EXERCISE INSTRUCTIONS – The material must be repeated exactly, with every line intact.

[[ DATA, beginning ]]

PR #1206, opened 2022-08-07
Expand the text for empire size unhappiness

lmoureaux:
Improve the city dialog tooltip text that explains how many citizens are
unhappy because of the number of cities. Write two paragraphs: the first
describing the rules for the current player, and the second the status of the
city at hand. The total number of citizens that can be made content without
improvements is also shown; see #269.

### classic, size 14, communism

All cities start with 4 content citizens. Once you have more than 12 cities, a citizen becomes unhappy.

You have 36 cities, resulting in a maximum of 3 content citizens. In this city of size 14, **3 citizens are content.**

### classic, size 2, communism

All cities start with 4 content citizens. Once you have more than 12 cities, a citizen becomes unhappy.

You have 36 cities, resulting in a maximum of 3 content citizens. In this city of size 2, **all citizens are content.**

### Aviation, size 4, monarchy

All cities start with 4 content citizens. Once you have more than 10 cities, a citizen becomes unhappy. Afterwards, for every 9 additional cities, a content citizen becomes unhappy. If there are no more content citizens, an unhappy citizen becomes angry instead.

You have 11 cities, resulting in a maximum of 3 content citizens. In this city of size 4, **3 citizens are content.** With 9 more cities, a content citizen would become unhappy.

### Aviation, size 2, monarchy

All cities start with 4 content citizens. Once you have more than 10 cities, a citizen becomes unhappy. Afterwards, for every 9 additional cities, a content citizen becomes unhappy. If there are no more content citizens, an unhappy citizen becomes angry instead.

You have 11 cities, resulting in a maximum of 3 content citizens. In this city of size 2, **all citizens are content.** With 18 more cities, a content citizen would become unhappy.

### DIFF
--- a/client/text.cpp
+++ b/client/text.cpp
@@ -24,6 +24,7 @@
 // common
 #include "calendar.h"
 #include "citizens.h"
+#include "city.h"
 #include "clientutils.h"
 #include "combat.h"
 #include "culture.h"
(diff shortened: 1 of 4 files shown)


client/text.cpp
```diff
@@ -1400,128 +1401,256 @@ QString text_happiness_wonders(const struct city *pcity)
...
+        str += QString(PL_("Afterwards, for every %1 additional city, a "
+                           "content citizen becomes unhappy.",
+                           "Afterwards, for every %1 additional cities, a "
+                           "content citizen becomes unhappy.",
+                           step))
+                   .arg(step);
+
+        if (game.info.angrycitizen) {
+          str += QStringLiteral(" ");
+          str += _("If there are no more content content citizens, an "
```
jwrober, line 1475: Content is there twice

jwrober (changes requested):

client/text.cpp
```diff
@@ -1400,128 +1401,256 @@ QString text_happiness_wonders(const struct city *pcity)
...
+    // TRANS: Pluralized in "%2 angry citizens"
+    return QString(PL_("You have %1 cities, resulting in a maximum of "
+                       "%2 angry citizen.",
+                       "You have %1 cities, resulting in a maximum of "
+                       "%2 angry citizens.",
+                       max_content))
+        .arg(cities)
+        .arg(-max_content);
+  }
+}
```
daavko, line 1510: Does this account for a player having only one city? When that happens, it should be "You have %1 city, ..."

lmoureaux: Unfortunately I don't know of any library allowing pluralization twice in the same sentence :(. Maybe we can rephrase it to avoid "%1 cities" altogether?

daavko: It could be as two separate sentences, so you pluralize each of them separately

lmoureaux: Unfortunately not. Usual pluralization issue :/

jwrober (approved):
I compiled this to see it in game. It looks great so I am in approval.

client/text.cpp
lmoureaux: Proper fix not possible before #1212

[[ DATA, end ]]

RESULT BELOW –
PR #1206, opened 2022-08-07
Expand the text for empire size unhappiness

lmoureaux:
Improve the city dialog tooltip text that explains how many citizens are
unhappy because of the number of cities. Write two paragraphs: the first
describing the rules for the current player, and the second the status of the
city at hand. The total number of citizens that can be made content without
improvements is also shown; see #269.

### classic, size 14, communism

All cities start with 4 content citizens. Once you have more than 12 cities, a citizen becomes unhappy.

You have 36 cities, resulting in a maximum of 3 content citizens. In this city of size 14, **3 citizens are content.**

### classic, size 2, communism

All cities start with 4 content citizens. Once you have more than 12 cities, a citizen becomes unhappy.

You have 36 cities, resulting in a maximum of 3 content citizens. In this city of size 2, **all citizens are content.**

### Aviation, size 4, monarchy

All cities start with 4 content citizens. Once you have more than 10 cities, a citizen becomes unhappy. Afterwards, for every 9 additional cities, a content citizen becomes unhappy. If there are no more content citizens, an unhappy citizen becomes angry instead.

You have 11 cities, resulting in a maximum of 3 content citizens. In this city of size 4, **3 citizens are content.** With 9 more cities, a content citizen would become unhappy.

### Aviation, size 2, monarchy

All cities start with 4 content citizens. Once you have more than 10 cities, a citizen becomes unhappy. Afterwards, for every 9 additional cities, a content citizen becomes unhappy. If there are no more content citizens, an unhappy citizen becomes angry instead.

You have 11 cities, resulting in a maximum of 3 content citizens. In this city of size 2, **all citizens are content.** With 18 more cities, a content citizen would become unhappy.

### DIFF
--- a/client/text.cpp
+++ b/client/text.cpp
@@ -24,6 +24,7 @@
 // common
 #include "calendar.h"
 #include "citizens.h"
+#include "city.h"
 #include "clientutils.h"
 #include "combat.h"
 #include "culture.h"
(diff shortened: 1 of 4 files shown)


client/text.cpp
```diff
@@ -1400,128 +1401,256 @@ QString text_happiness_wonders(const struct city *pcity)
...
+        str += QString(PL_("Afterwards, for every %1 additional city, a "
+                           "content citizen becomes unhappy.",
+                           "Afterwards, for every %1 additional cities, a "
+                           "content citizen becomes unhappy.",
+                           step))
+                   .arg(step);
+
+        if (game.info.angrycitizen) {
+          str += QStringLiteral(" ");
+          str += _("If there are no more content content citizens, an "
```
jwrober, line 1475: Content is there twice

jwrober (changes requested):

client/text.cpp
```diff
@@ -1400,128 +1401,256 @@ QString text_happiness_wonders(const struct city *pcity)
...
+    // TRANS: Pluralized in "%2 angry citizens"
+    return QString(PL_("You have %1 cities, resulting in a maximum of "
+                       "%2 angry citizen.",
+                       "You have %1 cities, resulting in a maximum of "
+                       "%2 angry citizens.",
+                       max_content))
+        .arg(cities)
+        .arg(-max_content);
+  }
+}
```
daavko, line 1510: Does this account for a player having only one city? When that happens, it should be "You have %1 city, ..."

lmoureaux: Unfortunately I don't know of any library allowing pluralization twice in the same sentence :(. Maybe we can rephrase it to avoid "%1 cities" altogether?

daavko: It could be as two separate sentences, so you pluralize each of them separately

lmoureaux: Unfortunately not. Usual pluralization issue :/

jwrober (approved):
I compiled this to see it in game. It looks great so I am in approval.

client/text.cpp
lmoureaux: Proper fix not possible before #1212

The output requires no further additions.